▶ **Records for this task**:
PR #540, opened 2023-11-22
Add script to plot transects from MALI output

trhille:
This merge adds a script to plot ice surfaces, bed topography, speed and optionally temperature along a transect. The transect can either be defined using `-x` and `-y` options from the command line, or using `-c` to point to a csv file containing x and y coordinates in the first and second columns, respectively, with no header row. Use `--temperature` if you wish to plot `temperature` along the transect. Note that this uses the 3D `temperature` field and ignores `surfaceAirTemperature` and `basalTemperature`, but these could be added in the future. You can plot more than one time index, specified using the `-t` option; however, plotting temperature at multiple times is not supported. The script increases the number of specified sample points to match the highest resolution in the mesh, based on `dcEdge`, and uses linear interpolation to produce high-resolution transects from a minimal number of specified points (minimum is 2). Temperature is interpolated in x and y, but not in the vertical dimension.

### DIFF
--- a/landice/output_processing_li/plot_transect.py
+++ b/landice/output_processing_li/plot_transect.py
@@ -121,15 +121,15 @@ else:
 # increase sampling to match highest mesh resolution
 total_distance, = np.cumsum( np.sqrt( np.diff(x)**2. + np.diff(y)**2. ) )
 n_samples = int(round(total_distance / np.min(dataset.variables["dcEdge"][:])))
-xArray = np.interp(np.linspace(0, len(x)-1, n_samples),
+x_interp = np.interp(np.linspace(0, len(x)-1, n_samples),
                      np.linspace(0, len(x)-1, len(x)), x)
-yArray = np.interp(np.linspace(0, len(y)-1, n_samples),
+y_interp = np.interp(np.linspace(0, len(y)-1, n_samples),
                      np.linspace(0, len(y)-1, len(y)), y)
 
-d_distance = np.zeros(len(xArray))
-for ii in np.arange(1, len(xArray)):
-    d_distance[ii] = np.sqrt( (xArray[ii] - xArray[ii-1])**2 +
-                              (yArray[ii] - yArray[ii-1])**2 )
+d_distance = np.zeros(len(x_interp))
+for ii in np.arange(1, len(x_interp)):
+    d_distance[ii] = np.sqrt( (x_interp[ii] - x_interp[ii-1])**2 +
+                              (y_interp[ii] - y_interp[ii-1])**2 )
 
 distance = np.cumsum(d_distance) / 1000.  # in km for plotting
 
@@ -143,12 +143,12 @@ timeColors = cm.plasma(np.linspace(0,1,len(times)))
 plt.rcParams.update({'font.size': 16})
 
 bed_interpolant = LinearNDInterpolator(np.vstack((xCell, yCell)).T, bedTopo)
-bed_transect = bed_interpolant(np.vstack((xArray, yArray)).T)
+bed_transect = bed_interpolant(np.vstack((x_interp, y_interp)).T)
 
 for i, time in enumerate(times):
     thk_interpolant = LinearNDInterpolator(
                         np.vstack((xCell, yCell)).T, thk[i,:])
-    thk_transect = thk_interpolant(np.vstack((xArray, yArray)).T)
+    thk_transect = thk_interpolant(np.vstack((x_interp, y_interp)).T)
     lower_surf = np.maximum( -910. / 1028. * thk_transect, bed_transect)
     lower_surf_nan = lower_surf.copy()  # for plotting
     lower_surf_nan[thk_transect==0.] = np.nan
@@ -161,7 +161,7 @@ for i, time in enumerate(times):
     if plot_speed:
         speed_interpolant = LinearNDInterpolator(
                                 np.vstack((xCell, yCell)).T, speed[i,:])
-        speed_transect = speed_interpolant(np.vstack((xArray, yArray)).T)
+        speed_transect = speed_interpolant(np.vstack((x_interp, y_interp)).T)
         speed_transect[thk_transect == 0.] = np.nan
         speedAx.plot(distance, speed_transect, color=timeColors[i])
 
@@ -177,14 +177,14 @@ for i, time in enumerate(times):
                                                      layer_thk[ii,0:-1]) / 2.
             layer_interfaces[ii,:] = upper_surf[ii] - layer_thk[ii,:]
 
-        temp_transect = np.zeros((len(xArray), nVertLevels))
+        temp_transect = np.zeros((len(x_interp), nVertLevels))
         for lev in range(nVertLevels):
             print(f'Interpolating temperature for level {lev}')
             temp_interpolant = LinearNDInterpolator(
                                     np.vstack((xCell, yCell)).T,
                                     temperature[i,:,lev])
             temp_transect[:, lev] = temp_interpolant(
-                                        np.vstack((xArray, yArray)).T)
+                                        np.vstack((x_interp, y_interp)).T)
 
 thickAx.plot(distance, bed_transect, color='black')
 
--- a/landice/output_processing_li/plot_transect.py
+++ b/landice/output_processing_li/plot_transect.py
@@ -112,12 +112,14 @@ if options.coords_file is not None:
     if [options.x_coords, options.y_coords] != [None, None]:
         print('-c and -x/-y options were both provided. Reading from ',
               f'{options.coords_file} and ignoring -x and -y settings.')
+    x = np.asarray(x)
+    y = np.asarray(y)
 else:
-    x = [float(i) for i in options.x_coords.split(',')]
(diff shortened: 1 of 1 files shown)


trhille:
Testing
-------
A transect down the middle of Thwaites Glacier from an ISMIP6 run in 2175:
`python plot_transect.py -d /pscratch/sd/t/trhille/ISMIP6/archive/expAE03/rst.2175-01-01.nc -x -1589311.171,-1208886.353 -y -473916.7182,-357411.6176  --temperature
image

Transects down the middle of Thwaites Glacier from an ISMIP6 run in 2175 and 2179:
`python plot_transect.py -d /pscratch/sd/t/trhille/ISMIP6/archive/expAE03/output/output_state_2175.nc -t 0,-1 -x -1589311.171,-1208886.353 -y -473916.7182,-357411.6176 `
image

landice/output_processing_li/plot_transect.py
```diff
@@ -0,0 +1,214 @@
...
+"""
+Plot bed and surface topography, surface speed, and
+(optionally) temperature from MPAS netCDF along a transect.
+@author: trevorhillebrand
+"""
+
+import numpy as np
+import csv
+from netCDF4 import Dataset
+from optparse import OptionParser
```
matthewhoffman, line 12: Given that optparse is deprecated, we should probably use argparse for new scripts.

landice/output_processing_li/plot_transect.py
```diff
@@ -0,0 +1,214 @@
...
+# -*- coding: utf-8 -*-
+"""
+Plot bed and surface topography, surface speed, and
+(optionally) temperature from MPAS netCDF along a transect.
+@author: trevorhillebrand
+"""
+
+import numpy as np
+import csv
+from netCDF4 import Dataset
```
matthewhoffman, line 11: Ideally we would use xarray to allow support for times from different files in a multi-file dataset.  But I'm happy to save that work for the first person who needs the functionality rather than making this review process take a bunch of time to make a perfect script.

landice/output_processing_li/plot_transect.py
```diff
@@ -0,0 +1,214 @@
...
+li_mask_ValueDynamicIce = 2
+cellMask = dataset.variables['cellMask'][:]
+cellMask_dynamicIce = (cellMask & li_mask_ValueDynamicIce) // li_mask_ValueDynamicIce
+# only take thickness of dynamic ice
+thk = dataset.variables["thickness"][:] * cellMask_dynamicIce
+# Include speed on non-dynamic ice to avoid interpolation artifacts.
+if "surfaceSpeed" in dataset.variables.keys():
+    speed = dataset.variables["surfaceSpeed"][:] * 3600. * 24. * 365.
+else:
+    speed = np.sqrt(dataset.variables["uReconstructX"][:,:,0]**2. +
```
matthewhoffman, line 89: Do you want to check if uReconstructX/Y are available?  It seems the script won't work if there is no velocity data in the output file.  I'd be fine committing it with the requirement that some form of velocity data are present (which is usually going to be the case), and saving changing that for if such a use case comes up.

landice/output_processing_li/plot_transect.py
```diff
@@ -0,0 +1,214 @@
...
+# Include speed on non-dynamic ice to avoid interpolation artifacts.
+if "surfaceSpeed" in dataset.variables.keys():
+    speed = dataset.variables["surfaceSpeed"][:] * 3600. * 24. * 365.
+else:
+    speed = np.sqrt(dataset.variables["uReconstructX"][:,:,0]**2. + 
+                    dataset.variables["uReconstructY"][:,:,0]**2.)
+    speed *= 3600. * 24. * 365.  # convert from m/s to m/yr
+
+if options.interp_temp:
+    temperature = dataset.variables['temperature'][:]
```
matthewhoffman, line 94: Are you sure you need to read in the entire temperature array?  (Same goes for speed and thickness arrays above.)  For small files this is fine, but it might get inefficient for large files.  From what I'm seeing so far below, I think you can get away with dropping the `[:]` here and only accessing the data for the requested time levels when needed below.

landice/output_processing_li/plot_transect.py
```diff
@@ -0,0 +1,214 @@
...
+            x.append(float(row[0]))
+            y.append(float(row[1]))
+    if [options.x_coords, options.y_coords] is not [None, None]:
+        print('-c and -x/-y options were both provided. Reading from ',
+              f'{options.coords_file} and ignoring -x and -y settings.')
+else:
+    x = [float(i) for i in options.x_coords.split(',')]
+    y = [float(i) for i in options.y_coords.split(',')]
+
+# increase sampling by a factor of 100
```
matthewhoffman, line 116: Do you want to make this a function of dcEdge instead of always using 100?  (Another thing that could be saved for future improvement)

landice/output_processing_li/plot_transect.py
```diff
@@ -0,0 +1,214 @@
...
+    speed = dataset.variables["surfaceSpeed"][:] * 3600. * 24. * 365.
+else:
+    speed = np.sqrt(dataset.variables["uReconstructX"][:,:,0]**2. + 
+                    dataset.variables["uReconstructY"][:,:,0]**2.)
+    speed *= 3600. * 24. * 365.  # convert from m/s to m/yr
+
+if options.interp_temp:
+    temperature = dataset.variables['temperature'][:]
+    
+bedTopo = dataset.variables["bedTopography"][0,:]
```
matthewhoffman, line 96: Add a note it's using the initial bed only.  We may be having changing bed topography routinely soon, and when that's so, this script will be useful for looking at that.  For now, simply printing a warning about this would be fine with me.

matthewhoffman (changes requested):
@trhille , this looks like a great tool to have.  I would have suggested seeing what's being  done for transects in MPAS-Analysis to avoid reinventing the wheel, but there is enough ice-sheet-specific stuff in here (and you already have this done) that I'm not going to suggest that now.  I made a number of comments and questions, but I don't want to make this a really onerous review process.

trhille:
Thanks for the review @matthewhoffman! I'll get on these changes.

>  I would have suggested seeing what's being done for transects in MPAS-Analysis to avoid reinventing the wheel.

I already had most of this lying around in a branch from a few years ago, so really the new thing was the temperature plotting.

landice/output_processing_li/plot_transect.py
trhille: `argparse` does not seem to be able to handle negative numbers in the `-x` and `-y` arguments. This seems to be a known bug that was possibly fixed a while ago, but `argparse.__version__` returns `1.1` for both `dev_compass_1.2.0-alpha.6` and `e3sm_unified_1.9.1_login`, while the latest version of argparse is 3.12.

landice/output_processing_li/plot_transect.py
trhille: Resolved in 099bf72e

landice/output_processing_li/plot_transect.py
trhille: Added in commit 48afa27.

landice/output_processing_li/plot_transect.py
trhille: Addressed in commit 1d0e288.

landice/output_processing_li/plot_transect.py
trhille: Yeah, let's leave that for future development because I don't have time to make that change now.

trhille:
@matthewhoffman, I've addressed all your comments in one form or another. The change to `argparse` rather than `optparse` is clunky enough that I'd rather leave it using `optparse`, even though it's deprecated.

landice/output_processing_li/plot_transect.py
matthewhoffman: Sounds good

landice/output_processing_li/plot_transect.py
matthewhoffman: I agree that is a big enough annoyance to stick with optparse until we're forced to update.

landice/output_processing_li/plot_transect.py
```diff
@@ -0,0 +1,220 @@
...
+            y.append(float(row[1]))
+    if [options.x_coords, options.y_coords] != [None, None]:
+        print('-c and -x/-y options were both provided. Reading from ',
+              f'{options.coords_file} and ignoring -x and -y settings.')
+else:
+    x = [float(i) for i in options.x_coords.split(',')]
+    y = [float(i) for i in options.y_coords.split(',')]
+
+# increase sampling to match highest mesh resolution
+total_distance = np.sqrt( (x[0] - x[1])**2. + (y[0] - y[1])**2.)
```
matthewhoffman, line 120: Why not use the `distance` variable you calculate on line 132?  In addition to the fact that you are already calculating it, it would handle curved transects better.  And isn't this approach just considering the distance between the first two points, but it's possible to have many points defining a transect?

trhille: Fixed in e303679.

PR #543, opened 2023-12-13
Add check that basalHeatFlux is non-negative

trhille:
Add check that `basalHeatFlux` is non-negative. If any negative values are found, throw an error and write out a message to check the source data set.


matthewhoffman (approved):
Thanks, @trhille !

▶ **Activity**: Report every line in the data above in which the word "sampling" appears.

▶ **Task solution**:
 # increase sampling to match highest mesh resolution
+# increase sampling by a factor of 100
+# increase sampling to match highest mesh resolution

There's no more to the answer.